GSTAAD—Here I go again!
I hear music and there’s no one there
I smell blossoms and the trees are bare
All day long I seem to walk on air….
Some of you must be getting rather tired of this, but I simply can’t help it. I swear on the Bible I’m not doing it on purpose. I dropped in on the terribly nice village doctor although I knew it was a total waste of our time. His diagnosis, as always with such symptoms:
There is nothing you can take
To relieve that pleasant ache
You’re not sick, you’re just in love.
The object of my affection is Jessica Raine, that graceful and shy nurse Jenny in the Sunday-night BBC soap Call the Midwife. This is the kind of coup de foudre I haven’t experienced in years. Cupid’s arrow pierced my breast three Sundays ago, and I haven’t had a peaceful night’s sleep ever since. I even had my daughter run a Google search on Jessica, and it turns out she grew up in a Welsh farm near Powis. “She’s very pretty and nice,” the mother of my children reluctantly admitted.

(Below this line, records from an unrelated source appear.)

PR #6631, opened 2026-08-11
Resize image attachments on by default with a 2MP cap

aleksandar-apostolov:
### Goal
Fixes [AND-1384](https://linear.app/stream/issue/AND-1384/image-attachments-not-resized-by-default-2x-cdn-bandwidth-vs-ios) — image attachments were downloaded at full resolution because CDN resizing was off by default, costing ~2x the bytes of iOS (which caps attachments at 2MP by default, always on).

### Implementation
Introduces a `StreamCdnImageResizer` abstraction (`stream-chat-android-ui-common`) and turns image resizing on by default with a 2MP cap, matching iOS:
- `StreamCdnMaxPixelsImageResizer` (default, 2MP) and `NoOpStreamCdnImageResizer` (explicit opt-out) implement the public `StreamCdnImageResizer` interface; a new `createResizedStreamCdnImageUrl(maxImagePixels)` client overload caps by total pixels (preserves aspect ratio, never upscales, Stream-CDN URLs only).
- Wired into both kits via `ChatUI.streamCdnImageResizer` and `ChatTheme(streamCdnImageResizer = …)`, defaulting to the 2MP resizer.
- Precedence keeps existing integrations intact: when the legacy `StreamCdnImageResizing` is explicitly enabled its exact behavior is honored; otherwise the resizer applies. Disabling now requires `NoOpStreamCdnImageResizer`.
- Deprecates `StreamCdnImageResizing`. There is no built-in percentage successor — integrators who need percentages implement their own `StreamCdnImageResizer`.
- Behavior change: the fullscreen gallery now applies the 2MP cap (previously served full-resolution originals).

### Testing
Added `StreamCdnImageResizerTest` (resolver precedence, 2MP cap, no-op) and client `StringExtensionsKtTest` cases (over/under budget). Run:
`./gradlew :stream-chat-android-client:testDebugUnitTest --tests "*extensions.StringExtensionsKtTest" :stream-chat-android-ui-common:testDebugUnitTest --tests "*images.resizing.StreamCdnImageResizerTest"`

## Summary by CodeRabbit

- **New Features**
  - Added configurable Stream CDN image resizing with a default 2-megapixel limit.
  - Supports preserving aspect ratio, optional resize and crop modes, and disabling resizing when needed.
  - Applied resizing consistently to avatars, galleries, attachments, thumbnails, and quoted media.
  - Added a convenient maximum-pixel image URL option that avoids upscaling.

- **Deprecations**
  - Legacy image-resizing configuration remains available but is deprecated in favor of the new resizer settings.

### DIFF
--- a/stream-chat-android-client/src/main/java/io/getstream/chat/android/client/extensions/StringExtensions.kt
+++ b/stream-chat-android-client/src/main/java/io/getstream/chat/android/client/extensions/StringExtensions.kt
@@ -25,10 +25,15 @@ import io.getstream.chat.android.models.streamcdn.image.StreamCdnCropImageMode
 import io.getstream.chat.android.models.streamcdn.image.StreamCdnOriginalImageDimensions
 import io.getstream.chat.android.models.streamcdn.image.StreamCdnResizeImageMode
 import io.getstream.log.StreamLog
+import kotlin.math.sqrt
 
 private val snakeRegex = "_[a-zA-Z]".toRegex()
 private val camelRegex = "(?<=[a-zA-Z])[A-Z]".toRegex()
 private val baseUrlRegex = "^(?:https?://)?(.*?)/*$".toRegex()
+
+// Mirrors AttachmentHelper's STREAM_CDN_HOST_PATTERN — resize only Stream-hosted images.
+private val streamCdnHostRegex =
+    "stream-chat-+.+\\.imgix.net$|.+\\.stream-io-cdn.com$".toRegex(RegexOption.IGNORE_CASE)
 
 /**
  * Converts string written in snake case to String in camel case with the first symbol in lower case.
@@ -84,6 +89,10 @@ public fun String.cidToTypeAndId(): Pair<String, String> {
 public fun String.getStreamCdnHostedImageDimensions(): StreamCdnOriginalImageDimensions? {
     return try {
         val imageUri = this.toUri()
+
+        if (imageUri.host?.let(streamCdnHostRegex::matches) != true) {
+            return null
+        }
 
         val width = imageUri.getQueryParameter("ow")
             ?.toInt()
@@ -174,6 +183,30 @@ public fun String.createResizedStreamCdnImageUrl(
         }
         this
     }
+}
+
+/**
+ * Generates a URL with Stream CDN resizing parameters that cap the image to [maxImagePixels] total
+ * pixels (width × height), preserving aspect ratio and never upscaling. Mirrors the iOS SDK's
+ * `imageAttachmentMaxPixels`. Only affects Stream CDN hosted images that carry original width (ow)
+ * and height (oh) params; any other URL, or one already at/under the budget, is returned unchanged.
+ */
+public fun String.createResizedStreamCdnImageUrl(
+    maxImagePixels: Long,
+    resizeMode: StreamCdnResizeImageMode? = null,
+    cropMode: StreamCdnCropImageMode? = null,
+): String {
+    if (maxImagePixels <= 0L) return this
+    val dimensions = getStreamCdnHostedImageDimensions() ?: return this
+    val totalPixels = dimensions.originalWidth.toLong() * dimensions.originalHeight.toLong()
+    if (totalPixels <= 0L || totalPixels <= maxImagePixels) return this
+    val scale = sqrt(maxImagePixels.toDouble() / totalPixels.toDouble()).toFloat()
+    return createResizedStreamCdnImageUrl(
+        resizedWidthPercentage = scale,
+        resizedHeightPercentage = scale,
+        resizeMode = resizeMode,
+        cropMode = cropMode,
+    )
 }
 
 /**
--- a/stream-chat-android-client/src/main/java/io/getstream/chat/android/client/extensions/StringExtensions.kt
+++ b/stream-chat-android-client/src/main/java/io/getstream/chat/android/client/extensions/StringExtensions.kt
@@ -31,9 +31,31 @@ private val snakeRegex = "_[a-zA-Z]".toRegex()
 private val camelRegex = "(?<=[a-zA-Z])[A-Z]".toRegex()
 private val baseUrlRegex = "^(?:https?://)?(.*?)/*$".toRegex()
 
-// Mirrors AttachmentHelper's STREAM_CDN_HOST_PATTERN — resize only Stream-hosted images.
-private val streamCdnHostRegex =
-    "stream-chat-+.+\\.imgix.net$|.+\\.stream-io-cdn.com$".toRegex(RegexOption.IGNORE_CASE)
+/**
+ * Matches the default Stream CDN hosts (imgix and stream-io-cdn). Shared with [AttachmentHelper] so the two
+ * can't drift. Anchored on the host only — resizing of custom/proxied Stream CDN domains is opted into via the
+ * `cdnHost` parameter of [createResizedStreamCdnImageUrl], mirroring iOS' `StreamCDNRequester(cdnHost:)`.
+ */
+@InternalStreamChatApi
+public val STREAM_CDN_HOST_PATTERN: Regex =
+    "stream-chat-+.+\\.imgix\\.net$|.+\\.stream-io-cdn\\.com$".toRegex(RegexOption.IGNORE_CASE)
+
+/**
+ * Returns whether this URL is served from a Stream CDN host that understands resizing query parameters.
+ *
+ * @param cdnHost An optional custom Stream CDN host (e.g. a proxied domain). When provided, the URL host is
+ * matched against it with a substring check, mirroring iOS' `StreamCDNRequester(cdnHost:)`; when null, the
+ * default [STREAM_CDN_HOST_PATTERN] is used.
+ */
+@InternalStreamChatApi
+public fun String.isStreamCdnHosted(cdnHost: String? = null): Boolean {
+    val host = this.toUri().host ?: return false
+    return if (cdnHost != null) {
+        host.contains(cdnHost, ignoreCase = true)
+    } else {
+        STREAM_CDN_HOST_PATTERN.matches(host)
+    }
+}
 
 /**
  * Converts string written in snake case to String in camel case with the first symbol in lower case.
@@ -89,10 +111,6 @@ public fun String.cidToTypeAndId(): Pair<String, String> {
 public fun String.getStreamCdnHostedImageDimensions(): StreamCdnOriginalImageDimensions? {
     return try {
         val imageUri = this.toUri()
-
-        if (imageUri.host?.let(streamCdnHostRegex::matches) != true) {
-            return null
-        }
 
         val width = imageUri.getQueryParameter("ow")
             ?.toInt()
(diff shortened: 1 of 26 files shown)


stream-chat-android-compose/src/main/java/io/getstream/chat/android/compose/ui/attachments/preview/internal/MediaGalleryPage.kt
```diff
@@ -103,7 +105,13 @@ internal fun MediaGalleryImagePage(
         modifier = Modifier.fillMaxSize(),
         contentAlignment = Alignment.Center,
     ) {
-        val data = attachment.imageUrl
+        // Custom StreamCdnImageResizer instances don't propagate to the standalone gallery Activity
+        // (interfaces aren't serializable across the Intent boundary), so the legacy resizing is honored from the
+        // Intent when enabled and otherwise the default 2MP StreamCdnMaxPixelsImageResizer is applied inline.
+        val data = attachment.imageUrl?.applyStreamCdnImageResizing(
+            ChatTheme.streamCdnImageResizing,
+            StreamCdnMaxPixelsImageResizer(),
```
gpunto: Hardcoding the resizer means `NoOpStreamCdnImageResizer` does nothing here, contradicting the `@param streamCdnImageResizer` KDoc in `ChatTheme.kt`. Capping in fullscreen is the right call, UIKit does it too, but it reads the configurable `components.imageAttachmentMaxPixels` there (`ImageAttachmentGalleryCell.swift:38`). It caps and still lets you change the number; this is the one place ours can't be changed.

`maxImagePixels` is a `Long`, so the Intent boundary doesn't force a hardcode. `MediaGalleryInjector` already exists for exactly this problem, carrying the `ImageLoader` into this Activity.

Parity: the XML kit doesn't resize in its fullscreen viewer at all (`AttachmentGalleryImagePageFragment` loads `imageUrl` raw), only in the grid (`MediaAttachmentAdapter`, which honours `ChatUI.streamCdnImageResizer` because it's a singleton). Views is the outlier there rather than Compose, since UIKit caps and SwiftUI sizes to the screen, so the fix is Views catching up and not Compose backing off.

stream-chat-android-compose/src/main/java/io/getstream/chat/android/compose/ui/theme/ChatTheme.kt
```diff
@@ -177,6 +189,7 @@ public fun ChatTheme(
     imageLoaderFactory: StreamCoilImageLoaderFactory = StreamCoilImageLoaderFactory.defaultFactory(),
     messageAlignmentProvider: MessageAlignmentProvider = MessageAlignmentProvider.defaultMessageAlignmentProvider(),
     streamCdnImageResizing: StreamCdnImageResizing = StreamCdnImageResizing.defaultStreamCdnImageResizing(),
+    streamCdnImageResizer: StreamCdnImageResizer = StreamCdnMaxPixelsImageResizer(),
```
gpunto: This creates a new instance per call and, given that we later use `staticCompositionLocalOf`, every `ChatTheme` recomposition invalidates the whole subtree.

We  could have a `default` object so the instance is always the same.

stream-chat-android-client/src/main/java/io/getstream/chat/android/client/extensions/StringExtensions.kt
```diff
@@ -85,6 +90,10 @@ public fun String.getStreamCdnHostedImageDimensions(): StreamCdnOriginalImageDim
     return try {
         val imageUri = this.toUri()
 
+        if (imageUri.host?.let(streamCdnHostRegex::matches) != true) {
+            return null
+        }
```
gpunto: This narrows a shipped public function. `getStreamCdnHostedImageDimensions` parsed `ow`/`oh` from any URL before, and now returns null for anything off the allowlist. Three things inherit that:

- the legacy percentage overload of `createResizedStreamCdnImageUrl` is gated on it, so it stops resizing as well
- integrators calling it directly to read the original dimensions, for placeholder aspect ratios say, get null with no resizing involved
- anyone serving Stream images from a proxied or custom domain silently loses resizing they had before

Worth confirming nobody is on a custom domain, and a release-note line either way. iOS treats that as a supported setup: `StreamCDNRequester(cdnHost:)` takes the host as a parameter, and matches it with `host.contains(cdnHost)` rather than an anchored pattern, so a hardcoded regex here leaves no escape hatch.

stream-chat-android-client/src/main/java/io/getstream/chat/android/client/extensions/StringExtensions.kt
```diff
@@ -25,11 +25,16 @@ import io.getstream.chat.android.models.streamcdn.image.StreamCdnCropImageMode
...
 import io.getstream.log.StreamLog
+import kotlin.math.sqrt
 
 private val snakeRegex = "_[a-zA-Z]".toRegex()
 private val camelRegex = "(?<=[a-zA-Z])[A-Z]".toRegex()
 private val baseUrlRegex = "^(?:https?://)?(.*?)/*$".toRegex()
 
+// Mirrors AttachmentHelper's STREAM_CDN_HOST_PATTERN — resize only Stream-hosted images.
+private val streamCdnHostRegex =
+    "stream-chat-+.+\\.imgix.net$|.+\\.stream-io-cdn.com$".toRegex(RegexOption.IGNORE_CASE)
```
gpunto: Preexisting in `AttachmentHelper` too: dots before `net` and `com` aren't escaped, so `foo.stream-io-cdnXcom` matches. Also, is it worth it to share a constant with `AttachmentHelper.kt:44` so we make sure they don't drift?

stream-chat-android-ui-common/src/main/kotlin/io/getstream/chat/android/ui/common/images/resizing/StreamCdnImageResizer.kt
```diff
@@ -0,0 +1,46 @@
...
+ * limitations under the License.
+ */
+
+package io.getstream.chat.android.ui.common.images.resizing
+
+import io.getstream.chat.android.client.extensions.createResizedStreamCdnImageUrl
+import io.getstream.chat.android.models.streamcdn.image.StreamCdnCropImageMode
+import io.getstream.chat.android.models.streamcdn.image.StreamCdnResizeImageMode
+
+public fun interface StreamCdnImageResizer {
```
gpunto, line 33: Should we add some KDoc since this is public code?

stream-chat-android-client/src/main/java/io/getstream/chat/android/client/extensions/StringExtensions.kt
```diff
@@ -176,6 +177,29 @@ public fun String.createResizedStreamCdnImageUrl(
...
+    val dimensions = getStreamCdnHostedImageDimensions() ?: return this
+    val totalPixels = dimensions.originalWidth.toLong() * dimensions.originalHeight.toLong()
+    if (totalPixels <= 0L || totalPixels <= maxImagePixels) return this
+    val scale = sqrt(maxImagePixels.toDouble() / totalPixels.toDouble()).toFloat()
+    return createResizedStreamCdnImageUrl(
+        resizedWidthPercentage = scale,
+        resizedHeightPercentage = scale,
+        resizeMode = resizeMode,
+        cropMode = cropMode,
+    )
```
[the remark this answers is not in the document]
aleksandar-apostolov: Fixed in `8fb919a0e4`. `getStreamCdnHostedImageDimensions` now validates the host before returning dimensions (mirrors `AttachmentHelper.STREAM_CDN_HOST_PATTERN` — `*.stream-io-cdn.com` and Stream imgix), so non-Stream URLs are never resized. Added a regression test for an external URL carrying `ow`/`oh`.

stream-chat-android-ui-common/src/main/kotlin/io/getstream/chat/android/ui/common/images/resizing/StreamCdnImageResizer.kt
```diff
@@ -0,0 +1,46 @@
...
+}
+
+/** Caps images to [maxImagePixels] total pixels (default 2MP), preserving aspect ratio; on by presence. */
+public class StreamCdnMaxPixelsImageResizer(
+    private val maxImagePixels: Long = StreamCdnImageResizer.DEFAULT_MAX_IMAGE_PIXELS,
+    private val resizeMode: StreamCdnResizeImageMode? = null,
+    private val cropMode: StreamCdnCropImageMode? = null,
+) : StreamCdnImageResizer {
+    override fun resizeUrl(imageUrl: String): String =
+        imageUrl.createResizedStreamCdnImageUrl(maxImagePixels, resizeMode, cropMode)
```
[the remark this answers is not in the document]
aleksandar-apostolov: Fixed in `8fb919a0e4`. `StreamCdnMaxPixelsImageResizer` now `require`s `maxImagePixels > 0`, and the `createResizedStreamCdnImageUrl(maxImagePixels)` overload returns the URL unchanged for a non-positive budget. Added zero and negative budget tests.

stream-chat-android-compose/src/main/java/io/getstream/chat/android/compose/ui/theme/ChatTheme.kt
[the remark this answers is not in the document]
aleksandar-apostolov: `StreamCdnImageResizing` is already `@Deprecated` at the class level, so passing it to `ChatTheme(streamCdnImageResizing = …)` already emits a deprecation warning. Kotlin doesn't allow `@Deprecated` on an individual function parameter, so there is nothing further to annotate on the composable param itself — the type-level deprecation covers the migration signal.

What attracts me is the role she plays. Her grace, shyness, and understatement, her intense and repressed character, are straight out of some Terence Rattigan play. And I love her rather plain beauty. She’s what I call an English Rose, not those grotesque tarts who fall out of their bras while drunk and stumble on their ghastly Louboutins, the ugliest shoes ever invented by men who hate women. (Hugo Rifkind asked recently if there is a Madame Louboutin, and there is, but he’s a brute with a beard—but Hugo knew that and was pulling our leg.)
Nurse Jenny is my ideal woman. Her total lack of flamboyance and inability to be vulgar even if she tried has me loathing myself for having fallen for others in the past. Well, that’s all over with for good. Goodbye, assistant editor of the Spectator. So long, Keira. Au revoir pour toujours, Rebecca. You’re all through, washed-up, history, curtains, finished. From now on and until the day I die it’s only Jessica Raine/Nurse Jenny to whom my heart and soul belong. She can have anything of mine, boat included, if she agrees to have a dinner—one single dinner in Paris—with no après-dinner tricks, unless of course…but I don’t dare dream that far ahead. And there is a very nice present waiting for anyone who will show this article to her, and an even nicer one to anyone who will arrange the dinner.